_Given records_

Issue #7152, opened 2022-03-10
unexpected cancel in ReusePlan.cancel


swankjesse:
I’d assumed this was unreachable and I was wrong!

```
Fatal Exception: java.lang.IllegalStateException: unexpected cancel
       at okhttp3.internal.connection.ReusePlan.cancel(ReusePlan.kt:31)
       at okhttp3.internal.connection.ReusePlan.cancel(ReusePlan.kt:19)
       at okhttp3.internal.connection.FastFallbackExchangeFinder.cancelInFlightConnects(FastFallbackExchangeFinder.kt:174)
       at okhttp3.internal.connection.FastFallbackExchangeFinder.find(FastFallbackExchangeFinder.kt:109)
       at okhttp3.internal.connection.RealCall.initExchange$okhttp(RealCall.kt:267)
       at okhttp3.internal.connection.ConnectInterceptor.intercept(ConnectInterceptor.kt:32)
       at okhttp3.internal.http.RealInterceptorChain.proceed(RealInterceptorChain.kt:109)
       at okhttp3.internal.cache.CacheInterceptor.intercept(CacheInterceptor.kt:96)
       at okhttp3.internal.http.RealInterceptorChain.proceed(RealInterceptorChain.kt:109)
       at okhttp3.internal.http.BridgeInterceptor.intercept(BridgeInterceptor.kt:83)
       at okhttp3.internal.http.RealInterceptorChain.proceed(RealInterceptorChain.kt:109)
       at okhttp3.internal.http.RetryAndFollowUpInterceptor.intercept(RetryAndFollowUpInterceptor.kt:75)
       at okhttp3.internal.http.RealInterceptorChain.proceed(RealInterceptorChain.kt:109)
       at <one of our custom interceptors>

```

PR #7154, opened 2022-03-10
Never put pooled connections in the result queue

swankjesse:
In a race this could cause us to prefer a new connection over
a pooled connection, which violates our invariant that pooled
connections are always used if they're found.

Closes: https://github.com/square/okhttp/issues/7152


yschimke (approved):

yschimke:
Just spotless failing.

PR #7155, opened 2022-03-10
Turn off Spotless style enforcement

swankjesse:
The ratchet thing doesn't work for me 'cause I can't get it
to reformat what I've changed.

Also it's needlessly inconsistent with .editorconfig. We should
wait until that's fixed and possibly try again.


swankjesse:
In particular, this doesn’t work on a branch that `spotlessCheck` is failing on.

```
 ./gradlew spotlessApply
```

yschimke (approved):

PR #7157, opened 2022-03-12
Android module and Async Dns

yschimke:
Primarily an Android specific implementation of AsyncDns. 
This is intended to unblock the Happy Eyeballs, fast follows implementation to handle IPv4 and IPv6 separately.

AsyncDns should be considered an experimental public API.

@swankjesse I don't know how to do this in okhttp core using Flow. Bringing in kotlinx.coroutines is probably awkward for JVM clients already frustrated at getting kotlin, and more likely to introduce versioning issues that stdlib (which has been perfect).

Also an optional okhttp-android module, to allow specific implementations that are network aware*. Published as an AAR file which might help with android specific optimisations like baseline profiles.

Android apps may often need to understand network conditions, choose the appropriate network, and when doing so
should use the appropriate socket factory, dns, and even proxy.


okhttp/src/jvmMain/kotlin/okhttp3/AsyncDns.kt
```diff
@@ -0,0 +1,119 @@
...
+interface AsyncDns {
+  /**
+   * Query dns records for `hostname`, in the order they are received.
+   */
+  fun query(hostname: String, callback: Callback)
+
+  /**
+   * Callback to receive results from the Dns Queries.
+   */
+  interface Callback {
```
yschimke, line 47: There are a lot of subtle considerations in this API design, ordering, repeated methods, empty results.

okhttp/src/jvmMain/kotlin/okhttp3/AsyncDns.kt
```diff
@@ -0,0 +1,119 @@
...
+ *  * Android DnsResolver
+ *  * OkHttp DnsOverHttps
+ *  * dnsjava Resolver
+ *
+ * Implementations of this interface must be safe for concurrent use.
+ *
+ * The interface may be extended by specific AsyncDns implementations with additional records types,
+ * so as SCVB/HTTPS records, which may not be generally applicable.
+ */
+interface AsyncDns {
```
yschimke, line 38: I'd love an Experimental annotation on this.

yschimke:
Two remaining topics

1) When to pull over the changes for DnsOverHttps
2) When to consider the design for other Dns records like Svcb, Https (draft RFC https://datatracker.ietf.org/doc/draft-ietf-dnsop-svcb-https/)

okhttp-android/src/androidTest/kotlin/okhttp3/android/AndroidDnsTest.kt
```diff
@@ -0,0 +1,178 @@
...
+        latch.countDown()
+      }
+
+      override fun onError(dnsClass: AsyncDns.DnsClass, e: IOException) {
+        exception = e
+        latch.countDown()
+      }
+    })
+
+    latch.await()
```
yschimke, line 114: To discuss: This shouldn't be an infinite wait.  If say 10 seconds, does it need to be configurable?

Should existing results be sent? Then onComplete sent? How to avoid events after that?

crazysouthern (approved):

crazysouthern (approved):

swankjesse (commented):
It gets complicated using one instance to deal with either 1 or 2 responses.

What if we make it so each request gets a single response, and let the caller pick what’s in that response? If the caller wants one callback we can give them that, and if they want two callbacks we can give them that too?

```
interface AsyncDns {
  fun lookup(hostname: String, callback: Callback)

  interface Callback {
    fun onFailure(hostname: String, e: IOException)
    fun onResponse(hostname: String, response: List<InetAddress>)
  }

  companion object {
    /** Unions the results from [SYSTEM_IPV4_ONLY] and [SYSTEM_IPV6_ONLY]. */
    val SYSTEM: AsyncDns
    val SYSTEM_IPV4_ONLY: AsyncDns
    val SYSTEM_IPV6_ONLY: AsyncDns
  }
}
```

okhttp-android/src/androidTest/kotlin/okhttp3/android/AndroidAsyncDnsTest.kt
```diff
@@ -0,0 +1,192 @@
...
+      .build()
+    return@lazy HandshakeCertificates.Builder()
+      .addPlatformTrustedCertificates()
+      .heldCertificate(heldCertificate)
+      .addTrustedCertificate(heldCertificate.certificate)
+      .build()
+  }
+
+  private val client = OkHttpClient.Builder()
+    .dns(dns.asDns())
```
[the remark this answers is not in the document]
swankjesse: Makes sense now that I’ve ready below!

yschimke:
> What if we make it so each request gets a single response, and let the caller pick what’s in that response? If the caller wants one callback we can give them that, and if they want two callbacks we can give them that too?

Makes sense, I'll simplify to this API.  But I'll leave the union implementation and the predefined constants out for now.

```
    /** Unions the results from [SYSTEM_IPV4_ONLY] and [SYSTEM_IPV6_ONLY]. */
    val SYSTEM: AsyncDns
    val SYSTEM_IPV4_ONLY: AsyncDns
    val SYSTEM_IPV6_ONLY: AsyncDns
```

okhttp-android/api/okhttp-android.api
```diff
@@ -0,0 +1,12 @@
+public final class okhttp3/android/AndroidAsyncDns : okhttp3/AsyncDns {
+	public static final field Companion Lokhttp3/android/AndroidAsyncDns$Companion;
+	public fun <init> (Lokhttp3/AsyncDns$DnsClass;Landroid/net/Network;)V
+	public synthetic fun <init> (Lokhttp3/AsyncDns$DnsClass;Landroid/net/Network;ILkotlin/jvm/internal/DefaultConstructorMarker;)V
+	public fun query (Ljava/lang/String;Lokhttp3/AsyncDns$Callback;)V
+}
+
+public final class okhttp3/android/AndroidAsyncDns$Companion {
```
yschimke, line 8: These are not nice from java, but as these are Android specific, I think Kotlin is a good assumption.

okhttp-android/src/androidTest/kotlin/okhttp3/android/AndroidAsyncDnsTest.kt
```diff
@@ -0,0 +1,188 @@
...
+import org.junit.jupiter.api.BeforeEach
+import org.junit.jupiter.api.Disabled
+import org.junit.jupiter.api.Test
+import org.junit.jupiter.api.extension.ExtendWith
+import org.opentest4j.TestAbortedException
+
+/**
+ * Run with "./gradlew :android-test:connectedCheck" and make sure ANDROID_SDK_ROOT is set.
+ */
+@ExtendWith(MockWebServerExtension::class)
```
swankjesse, line 45: Yay!

okhttp-android/src/main/kotlin/okhttp3/android/AndroidAsyncDns.kt
```diff
@@ -0,0 +1,66 @@
...
+import android.os.Build
+import androidx.annotation.RequiresApi
+import java.net.InetAddress
+import java.net.UnknownHostException
+import java.util.concurrent.Executors
+import okhttp3.AsyncDns
+
+/**
+ * Dns implementation based on android.net.DnsResolver, which submits two requests for
+ * A and AAAA records, and returns the addresses or exception from each before returning.
```
swankjesse, line 31: Is this comment out of date?

okhttp-android/src/main/kotlin/okhttp3/android/AndroidAsyncDns.kt
```diff
@@ -0,0 +1,66 @@
...
+ *
+ * @param network network to use, if not selects the default network.
+ */
+@RequiresApi(Build.VERSION_CODES.Q)
+class AndroidAsyncDns(
```
swankjesse, line 36: Hide public constructor?

swankjesse: (Hmmm . . . . actually for `Network` this is useful . . .  hmmmm)

okhttp/src/jvmMain/kotlin/okhttp3/AsyncDns.kt
```diff
@@ -0,0 +1,114 @@
...
+ * The main implementations will typically be implemented using specific Dns libraries such as
+ *  * Android DnsResolver
+ *  * OkHttp DnsOverHttps
+ *  * dnsjava Resolver
+ *
+ * Implementations of this interface must be safe for concurrent use.
+ */
+interface AsyncDns {
+  /**
+   * Query dns records for `hostname`, in the order they are received.
```
swankjesse, line 37: nit: DNS should be in SCREAMY CASE in documentation

okhttp/src/jvmMain/kotlin/okhttp3/AsyncDns.kt
```diff
@@ -0,0 +1,114 @@
...
+  fun query(hostname: String, callback: Callback)
+
+  /**
+   * Callback to receive results from the Dns Queries.
+   */
+  interface Callback {
+    /**
+     * Return addresses for a dns question,
+     * typically but always a single class of IPv4 (A) or IPv6 (AAAA).
+     * May be empty.
```
swankjesse, line 48: We should specify what empty means . . . it means the host is unreachable?

okhttp/src/jvmMain/kotlin/okhttp3/AsyncDns.kt
```diff
@@ -0,0 +1,114 @@
...
+     * Returns an error for the dns query.
+     */
+    fun onFailure(hostname: String, e: IOException)
+  }
+
+  /**
+   * Class of Dns addresses, such that clients that treat these differently, such
+   * as attempting IPv6 first, can make such decisions.
+   */
+  enum class DnsClass(val type: Int) {
```
swankjesse, line 62: Need this be a public API? (I think it has to be??)

swankjesse (approved):
For a follow-up I think we could make it so the main OkHttp artifact’s `Platform` class directs us to use this code when running on the Android platform?

okhttp-android/src/main/kotlin/okhttp3/android/AndroidAsyncDns.kt
yschimke: Yep - I actually liked this bit. There are bugs in stackoverflow because android/wear networking returns differing/empty results across Wifi, LTE, Bluetooth paired connections (on Wear).

The choice is implicit currently with Dns.SYSTEM, and this makes it explicit.

okhttp/src/jvmMain/kotlin/okhttp3/AsyncDns.kt
yschimke: Yep - part of public API.

Issue #7167, opened 2022-03-18
HTTP 1xx followed by empty response body is broken


swankjesse:
We’re incorrectly interpreting the HTTP 2xx response that follows as trailers instead of headers in `Http2Stream.receiveHeaders`:

```
      if (!hasResponseHeaders || !inFinished) {
        hasResponseHeaders = true
        headersQueue += headers
      } else {
        ...
      }
```

We might be able to fix by using the presence of the `:status` header to determine if its headers or trailers.

swankjesse:
We should have caught this in `serverRespondsWithUnsolicited100Continue_HTTP2` but MockWebServer incorrectly doesn’t send the 100 response when it isn’t preceded by an `Expect` header.

PR #7168, opened 2022-03-18
Don't interpret headers as trailers after a 100 response

swankjesse:
This only occurs when the response body is empty.

Closes: https://github.com/square/okhttp/issues/7167

### DIFF
--- a/okhttp/src/jvmMain/kotlin/okhttp3/internal/http2/Http2Stream.kt
+++ b/okhttp/src/jvmMain/kotlin/okhttp3/internal/http2/Http2Stream.kt
@@ -282,7 +282,10 @@ class Http2Stream internal constructor(
 
     val open: Boolean
     synchronized(this) {
-      if (!hasResponseHeaders || !inFinished) {
+      if (!hasResponseHeaders ||
+        headers[Header.RESPONSE_STATUS_UTF8] != null ||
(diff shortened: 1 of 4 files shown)


okhttp/src/jvmMain/kotlin/okhttp3/internal/http2/Http2Stream.kt
```diff
@@ -282,7 +282,10 @@ class Http2Stream internal constructor(
 
     val open: Boolean
     synchronized(this) {
-      if (!hasResponseHeaders || !inFinished) {
+      if (!hasResponseHeaders ||
```
yschimke, line 285: Agree about not using inFinished. Is there a cleanup that should be considered for the hasResponseHeaders?  Should it be false until the first non 100?

yschimke (approved):
Makes sense.

okhttp/src/jvmMain/kotlin/okhttp3/internal/http2/Http2Stream.kt
swankjesse: I don't think it matters in practice.

In my first attempt at this I forgot that receiveHeaders is called by both clients and servers, so I handle either `:status` or `:method`.

PR #7172, opened 2022-03-20
Include an okhttp-android baseline.

yschimke:
Evaluating the benefit of a baseline profile for okhttp.

Apps that use baseline profiles, but test the activities rather than network requests would benefit.

Square precedent in https://github.com/square/workflow-kotlin/tree/main/workflow-core/src/main


yschimke:
Supporting docs

https://developer.android.com/studio/profile/baselineprofiles
https://android-developers.googleblog.com/2022/01/improving-app-performance-with-baseline.html

yschimke:
@swankjesse any thoughts, I'd like to validate the improvement using future alpha releases in downstream apps.  No useful benchmark here to compare.

Or maybe internally in Square?

swankjesse:
I like it. And the rationale for testing is good.

Can you add a link somewhere to show how to rebuild this? Can we get GitHub actions to do it?

swankjesse (approved):

yschimke:
I'll follow up with instructions.  Should I try to land https://github.com/square/okhttp/pull/7171?

It's potentially awkward because Intellij doesn't support AGP 7.1.x

swankjesse:
Yeah, I think it'd be nice to have some Android UI that runs OkHttp. I wonder if it'd be worthwhile to have a test field where you can paste a URL?

oceyblue8:
Hey what are we doing herw

Issue #7178, opened 2022-03-24
java.io.IOException: java.util.zip.DataFormatException: invalid distance too far back


steve-chancetop:
Hello, guys. I found an issue when I integrated Java project with kotlin project. This issue occurred when a java client calling a kotlin api (javalin). This issue confused me a lot. Would you guys give some explain of this.
Error trace as
```
Caused by: java.io.IOException: java.util.zip.DataFormatException: invalid distance too far back
	at okio.InflaterSource.readOrInflate(InflaterSource.kt:99)
	at okio.InflaterSource.read(InflaterSource.kt:49)
	at okio.GzipSource.read(GzipSource.kt:69)
	at okio.Buffer.writeAll(Buffer.kt:1642)
	at okio.RealBufferedSource.readByteArray(RealBufferedSource.kt:236)
	at okhttp3.ResponseBody.bytes(ResponseBody.kt:124)
```

steve-chancetop:
Thank you for your updates. This is not easy to reproduce. But I'd prefer to provide it, if there is any more detail to reproduce it.

yschimke:
Thanks, please reopen with more detail.

PR #7181, opened 2022-03-24
Remove superfluous throw

realdadfish:


JakeWharton (approved):

swankjesse (commented):
I don't think this throw is superfluous; it tells both the reader and the compiler that control flow doesn't continue beyond invalidLengths. In particular, a statement inserted on line 983 was unreachable; now it's not.

realdadfish:
The Nothing return type already told the compiler the same thing and therefor it spit out a warning on the call sites. TBH I would have found it more readable to just create the Exception in the method and not throw it inside there, but guessed this might be some kind of code style to follow.

yschimke:
@swankjesse that was my first thought, but then seeing the Nothing response, I figured inside the IDE it's still clear it can't proceed.

Your call, want to revert?

swankjesse:
Ahhh... returning nothing is enough, and my claim is wrong! Apologies for that! No action necessary.

Kinou90100:
#7183
#7181
#7178
#7023
#6518
@Christoc90

PR #7196, opened 2022-03-29
Ignore early hints for 4.9.x

unlucku:
Does the rfc mention if :status: has to be the first response header or not? If it does not, then a for loop to look for the status might be needed. 

Alternatively this change can be put in Http2Connection.headers and we can call .get(":status:") on the headers but I think that might end up requiring more changes than it should.

### DIFF
--- a/okhttp/src/main/kotlin/okhttp3/internal/http2/Http2Reader.kt
+++ b/okhttp/src/main/kotlin/okhttp3/internal/http2/Http2Reader.kt
@@ -65,7 +65,7 @@ class Http2Reader(
       source = continuation,
       headerTableSizeSetting = 4096
   )
-
+  private const val EARLY_HINTS_CODE = "103"
   @Throws(IOException::class)
   fun readConnectionPreface(handler: Handler) {
     if (client) {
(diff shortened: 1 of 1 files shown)


swankjesse:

_Exercise details_
Reproduce each line from the listing above that includes the word "these".

_Result of this task_
yschimke, line 8: These are not nice from java, but as these are Android specific, I think Kotlin is a good assumption.
+   * Class of Dns addresses, such that clients that treat these differently, such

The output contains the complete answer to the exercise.